Как описать пустоту? Это даже не морские глубины. Там хоть что-то попадается на глаза. И на сцены из фантастических фильмов про необитаемые планеты не похоже; на них тоже присутствует рельеф. Сравнить бескрайнюю железную землю невозможно ни с чем. Фонарь вправо, влево, вперёд, – все вокруг одинаково идеально пустынно. Никто не появится из-за угла или холма и не напугает. Ведь страшно ни то, что ты видишь, а то, что где-то притаилось и может выскочить из засады. Потолок с большими черными зияющими отверстиями был слишком высоко, и не попадал в луч света, если только не направить фонарик вверх. «Почему из этих дыр не сыпется грунт? – подумалось мне, – Надо будет спросить у ребят».
Станция превратилась в маленькую точку и вскоре совсем исчезла. Я упорно шёл по «железному льду», рисуя периодически мелом стрелки. Логика подсказывала мне о бесцельности и бесполезности моего путешествия, но какая-то непонятная сила тянула меня вперёд. Казалось вот-вот ещё немного, и что-нибудь появится, может неровность, или яма, или «тура». Но всё тщетно. Абсолютное ничего! Вот как можно обозначить окружающее меня пространство. Но осознание своего эго, чувство исключительной единственности, обладание этим «абсолютным ничего» возбуждало. Я мог кричать, беситься, бегать голым, делать все, что угодно. И никто, даже, наверное, сам Бог не сможет увидеть меня. Нет, это не было впрыском адреналина в кровь, скорее моё состояние напоминало полнейшее освобождение и раскрепощённость. Подобного нигде на земле нельзя ощутить так, как здесь. В любой точке планеты на поверхности присутствует ощущение, что на тебя будто смотрит кто-то невидимый, или следит за тобой. Даже в лесу или на необитаемом острове.
Время подходило к точке возврата. Я остановился, выключил фонарь и медленно повернулся на триста шестьдесят градусов. «Так выглядит смерть», – пронеслось в мыслях. Последнее основное человеческое чувство – зрение исчезло.

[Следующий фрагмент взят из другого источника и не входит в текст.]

Issue #8540, opened 2015-08-27
[Metabug] Find a proper solution for the "z-index problem"


alexandernst:
- https://github.com/atom/atom/pull/8537
- https://github.com/atom/atom/pull/8098
- https://github.com/atom/atom/pull/8112
- https://github.com/atom/git-diff/issues/71

Those feel dirty/hacky (@as-cii agrees, I believe), so a better/proper solution should be found.

simurai:
Also #6857

The `position: fixed` solution from @Varanas [comment](https://github.com/atom/atom/issues/6857#issuecomment-128733330) might work. But only for things that keep position and are not part of a scrollview.

PR #8730, opened 2015-09-09
Faster Style Recalculations

as-cii:
- [x] Reopen https://github.com/atom/git-diff/issues/71 after :ship:ping this.
- [x] Merge https://github.com/atom/git-diff/pull/73.
- [x] Merge https://github.com/atom/bookmarks/pull/39.

In this PR I have removed inline styles from lines and got rid of a couple of classes that were not used for styling. To do that, I sorted line and line numbers by their screen row.

Before (full reflow):

before-1
before-2

After (full reflow):

after-1
after-2

Please note that this regresses https://github.com/atom/git-diff/issues/71 because we cannot set inline z-indexes anymore on line nodes. @simurai: in the meantime, I feel like I'd be down to have the git deletion marker styled like:

deletion-marker

Or, alternatively, to avoid assigning an opaque background to the cursor line number.

Thoughts? :thought_balloon: 


alexandernst:
Seems like a good moment to think about https://github.com/atom/atom/issues/8540

nathansobo:
@as-cii Still seems like it might be worth it to try dropping tiles and going back to a fixed size single layer that we reposition infrequently at scroll seams.

as-cii:
> Still seems like it might be worth it to try dropping tiles and going back to a fixed size single layer that we reposition infrequently at scroll seams.

Yep, that's something we should introduce regardless of the measurement mechanism we will end up choosing. :+1: 

Speaking about this, I think that with the performance improvements in this PR, we'd still need to keep tiles around, as sorting line nodes wouldn't be enough to properly position lines as we scroll. However, since all the problems related to tiling come from Chrome rules for subpixel anti-aliasing (i.e. background color, fixed height, etc.), we may simply avoid to promote tiles to rendering layers. This would allow to:

1. Keep this PR's performance optimizations derived from removing inline styles from line/line-number nodes.
2. Avoid problems like overlapping tiles (even if they overlap, they'll have no background).
3. Have a single `.highlights` container.
4. Perform a less invasive refactoring.

@nathansobo: what do you think?

nathansobo:
@as-cii So to be clear you're basically talking about moving to the single layer but leaving in the tiles as an interim step? We'll still need to solve the repositioning issue right? Otherwise we'll see our line rendering cut off after a few hundred thousand lines.

It seems reasonable to leave the tiles in place if it's not too big a drag on performance. If you think it would take a super long time to go back to plain lines rendering I'd be okay with it.

as-cii:
> We'll still need to solve the repositioning issue right? Otherwise we'll see our line rendering cut off after a few hundred thousand lines.

Exactly, repositioning must happen at an arbitrary scroll seam, as you correctly pointed out.

> So to be clear you're basically talking about moving to the single layer but leaving in the tiles as an interim step?

> It seems reasonable to leave the tiles in place if it's not too big a drag on performance. If you think it would take a super long time to go back to plain lines rendering I'd be okay with it.

I totally agree to move to a single layer, but part of the performance gainings in this PR are the result of deleting inline styles (that's why we resorted to ordering line nodes). If we remove tiles, however, we'd have no way of correctly positioning lines within the fixed sized layer without also re-introducing inline styles for each line.

By contrast, I am suggesting to keep tiles (assigning them an absolute position within the huge layer) so that we have to style only one element (i.e. the tile) instead of setting an inline style for each line (12 elements per tile).

In other words, tiles would become logical containers used solely for positioning (and performance) purposes. This means that we wouldn't promote them to rendering layers, thereby solving all those pesky issues related to subpixel anti-aliasing.

@nathansobo: specs are now :green_heart:. If we want to let this bake for a while, I'll create a new branch on top of this one, showing the single layer + tiles approach above discussed (hopefully in time for tomorrow morning, so that you can show it to the Chrome team). :balloon:

nathansobo:
> By contrast, I am suggesting to keep tiles (assigning them an absolute position within the huge layer) so that we have to style only one element (i.e. the tile) instead of setting an inline style for each line (12 elements per tile).

Ah ha. Makes sense. I'm fine merging this if it works and is performant. I'll build right now and run it for a while, but the best test is probably careful measurement so I'll trust you on it unless you want me to dive in.

simurai:
> I'd be down to have the git deletion marker styled like:

Yeah, I'm ok having the deletion marker a horizontal line instead of the triangle. Some might miss it, but can be added back in `styles.less` or in a theme.. if that selection glitch doesn't matter.

nathansobo:
> Yeah, I'm ok having the deletion marker a horizontal line instead of the triangle.

What if we just wait and until we go back to the single layer?

as-cii:
> What if we just wait and until we go back to the single layer?

I am afraid the single layer won't cut it. So long as two lines overlap (in this case, because of the git deletion maker crossing the line container) and one of them has an opaque background, we'll always face this kind of problem.

> I'll build right now and run it for a while, but the best test is probably careful measurement so I'll trust you on it unless you want me to dive in.

Performance-wise I am pretty confident this brings some decent speedups and allows us to get closer to the minimum threshold for reflows.

However, I'd prefer to make sure that the new line insertion logic works as expected: so far so good, but let's keep this open for a little more. In case anyone in the @atom/feedback is interested in trying this out it would be super appreciated! :pray:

Осталась лишь гравитация. Неприятное ощущение. Я снова зажёг свет и пошёл обратно к станции.
Пройдя, приблизительно, половину пути, я вдруг заметил, что пропали стрелки. Поиск их по малому и большому радиусу результатов не дал. Конечно, дело заключалось не в моей забывчивости или рассеянности; рисовались они пунктуально каждые десять шагов. Первое, что приходило в голову: «железный лёд» поглощает не только углерод, но и известь. Тогда почему ребята меня не предупредили? Или сами не знали? Чем больше я анализировал сложившуюся ситуацию, тем глубже в душу закрадывался страх заблудиться. А если учитывать лимит воздуха в баллоне, остаться здесь навечно, «единственным свободным», только мёртвым. Через несколько минут, на смену панике стали приходить более здравые суждения. Судя по времени, оставалось где-то с километр до того, как можно увидеть отблеск станции. Даже если меня уведёт в какую-нибудь сторону, её невозможно будет не заметить в кромешной тьме. «Надо снова оставлять указатели на всякий случай», – я успокоился, присел на корточки, очень тщательно нарисовал первую жирную стрелку и поднялся.
Рука направила фонарь на предстоящий участок дороги. И вдруг… ноги стали ватными. Тело вздрогнуло, сердце сжалось, во рту резко пересохло, и появилась горечь. «Абсолютное ничего» было нарушено. В двадцати тридцати метрах передо мной стоял человек… или мертвец. Он не двигался. Голова безжизненно склонилась на грудь. Длинный до пола, затхлый балахон с капюшоном, пошитый из каких-то кусков темно-серой материи, закрывал его полностью вместе с головой. На шее висела большая картонная табличка, где корявым жирным почерком было написано: «ПОМОГИТЕ! МНЕ НУЖЕН ВОЗДУХ!»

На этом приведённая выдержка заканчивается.